MANGER SANS CULPABILISER
La culpabilité n’a pas sa place à la table. En vue de l’Action de grâce, des spécialistes de l’alimentation partagent leurs conseils pour établir une relation saine avec la nourriture.
Sophie pousse un long soupir en mastiquant son dernier morceau de dinde.
Comme pour faire taire les remords qui l’envahissent déjà, elle s’enfonce dans sa chaise et éloigne son assiette le plus loin possible.
À sa droite, sa tante vante le nouveau régime qu’elle compte commencer demain.

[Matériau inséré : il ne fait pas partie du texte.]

PR #4615, opened 2021-06-30
Rule S3981: add support for C# 9 pattern matching

csaba-sagi-sonarsource:


analyzers/src/SonarAnalyzer.Common/Rules/DoNotCheckZeroSizeCollectionBase.cs
```diff
@@ -59,32 +56,34 @@ public abstract class DoNotCheckZeroSizeCollectionBase<TLanguageKindEnum,
...
                 && GetSymbol(context, expressionValueNode) is { } symbol
                 && GetDeclaringTypeName(symbol) is { } symbolType)
             {
-                context.ReportDiagnosticWhenActive(Diagnostic.Create(SupportedDiagnostics[0], context.Node.GetLocation(), symbol.Name.ToLowerInvariant(), symbolType));
+                context.ReportDiagnosticWhenActive(Diagnostic.Create(SupportedDiagnostics[0], issueLocation.GetLocation(), symbol.Name, symbolType));
             }
         }
 
-        private string GetDeclaringTypeName(ISymbol symbol)
+        protected string GetDeclaringTypeName(ISymbol symbol)
```
dmitry-golovinov-sonarsource, line 86: Why? It could stay private, we don't use it anywhere else.

dmitry-golovinov-sonarsource (approved):
Great job, just one minor you can consider fixing.

PR #4616, opened 2021-06-30
Read SonarLint.xml with Roslyn GetText()

### LINKED ISSUE #4603: Read SonarLint.xml with Roslyn GetText() API instead of disk
We currently use the `SonarLint.xml` to:
- pass rule parameters from SonarLint for Visual Studio and from the Scanner for .NET.
- communicate when to run Security Hotspots. In batch mode, the Scanner for .NET adds all active rules to the `<Rules>` section.
- soon SonarLint for Rider will also pass rule parameters in an in-memory SonarLint.xml file - it won't be saved on disk.

Problem: we currently assume the SonarLint.xml file is on disk in the following places:
- https://github.com/SonarSource/sonar-dotnet/blob/master/analyzers/src/SonarAnalyzer.Common/Common/AnalyzerConfiguration.cs#L109
- https://github.com/SonarSource/sonar-dotnet/blob/master/analyzers/src/SonarAnalyzer.Common/Helpers/ParameterLoader.cs#L37

We should use the `GetText()` API, as the `SonarLint.xml` may be passed just in-memory (by SonarLint for Rider).

Also, if a user has a SonarLint.xml file in their project and they have edited but not saved it, VS will pass the in-memory version to the analyzers, but the analyzer will still (unexpectedly) used the saved version (this is a corner case, documented here for future reference).

rita-sonarsource:
Fixes #4603


rita-sonarsource:
@duncanp-sonar please review; it might help to review each commit separately.

analyzers/tests/SonarAnalyzer.UnitTest/Common/RuleLoaderTest.cs
```diff
@@ -33,12 +33,25 @@ public class RuleLoaderTest
...
+            sut.Invoking(x => x.GetEnabledRules("not xml")).Should().Throw<XmlException>();
         }
 
         [TestMethod]
-        public void GivenAnExistingSonarLintFile_RuleLoader_LoadsActiveRules() =>
-            CollectionAssert.AreEqual(new RuleLoader().GetEnabledRules(@"Common/Resources/SonarLint.xml").ToArray(),
-                                      new[] { "S1067" });
+        public void GivenSonarLintXml_RuleLoader_LoadsActiveRules()
+        {
+            const string content = @"<?xml version=""1.0"" encoding=""UTF-8""?>
```
rita-sonarsource, line 42: This used to be in the deleted SonarLint.xml file.
Since this class no longer reads anything from disk, I thought it would make the test clearer if the text was in plain string.

analyzers/tests/SonarAnalyzer.UnitTest/Helpers/ParameterLoaderTest.cs
```diff
@@ -100,47 +101,46 @@ public void SetParameterValues_WhenGivenValidSonarLintFileAndDoesNotContainAnaly
         }
 
         [TestMethod]
-        public void SetParameterValues_CalledTwiceAfterChangeInConfigFile_UpdatesProperties()
+        public void SetParameterValues_WithNonExistingPath_UsesInMemoryText()
```
rita-sonarsource, line 104: Some comparison alignment problems here due to a mistake on my part:
This test replaces the previous `SetParameterValues_WithBadPath_DoesNotPopulateProperties` which was deleted below.
`SetParameterValues_CalledTwiceAfterChangeInConfigFile_UpdatesProperties` is modified just after this one.

analyzers/tests/SonarAnalyzer.UnitTest/Helpers/PropertiesHelperTest.cs
```diff
@@ -51,15 +53,14 @@ public class PropertiesHelperTest
         public void ShouldAnalyzeGeneratedCode_WithNotBooleanValue_ReturnsFalse() =>
             GetSetting("ResourceTests\\NotBoolean\\SonarLint.xml").Should().BeFalse();
 
-        [TestMethod]
```
rita-sonarsource, line 54: This test is no longer relevant

analyzers/tests/SonarAnalyzer.UnitTest/Helpers/PropertiesHelperTest.cs
```diff
@@ -51,15 +53,14 @@ public class PropertiesHelperTest
...
-        public void ShouldAnalyzeGeneratedCode_WithNotExistingPath_ReturnsFalse() =>
-            GetSetting("ResourceTests\\NotExistingFolder\\SonarLint.xml").Should().BeFalse();
-
         private static bool GetSetting(string filePath)
         {
             // Arrange
+            var content = SourceText.From(File.ReadAllText(filePath));
```
rita-sonarsource, line 59: All the tests of this class are now working in-memory additional file but receiving their data from the disk prep files for the sake of minimal changes.

analyzers/tests/SonarAnalyzer.UnitTest/TestFramework/TestHelper.cs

Son conjoint, lui, rigole en commentant sa gourmandise.
Celle qui n’avait pas mangé de la journée afin de compenser pour le festin, se sent maintenant ballonnée et pleine de regrets.
La soirée s’annonce longue... et le dessert n’a même pas encore été servi.
BIEN CHOISIR SES MOTS
Si les commentaires déplacés et les restrictions peuvent fragiliser notre relation avec les aliments, l’usage d’expressions comme «jour de triche», «faire attention» et «plaisir coupable» aussi.
«Ce genre de discours insinue automatiquement que l’on fait quelque chose de mal», fait remarquer Anna Léger, une diététiste.
Et à force de les répéter, ils finissent souvent par moraliser nos choix alimentaires.
«Lorsqu’on fixe une valeur morale aux aliments, par exemple bon ou mauvais, on risque de l’internaliser et de se sentir ensuite nous-même «bon» ou «mauvais» dépendamment de ce que l’on mange», a ajouté Justine Rickard, une étudiante en psychologie et animatrice d’un groupe de soutien pour les personnes vivant un trouble alimentaire.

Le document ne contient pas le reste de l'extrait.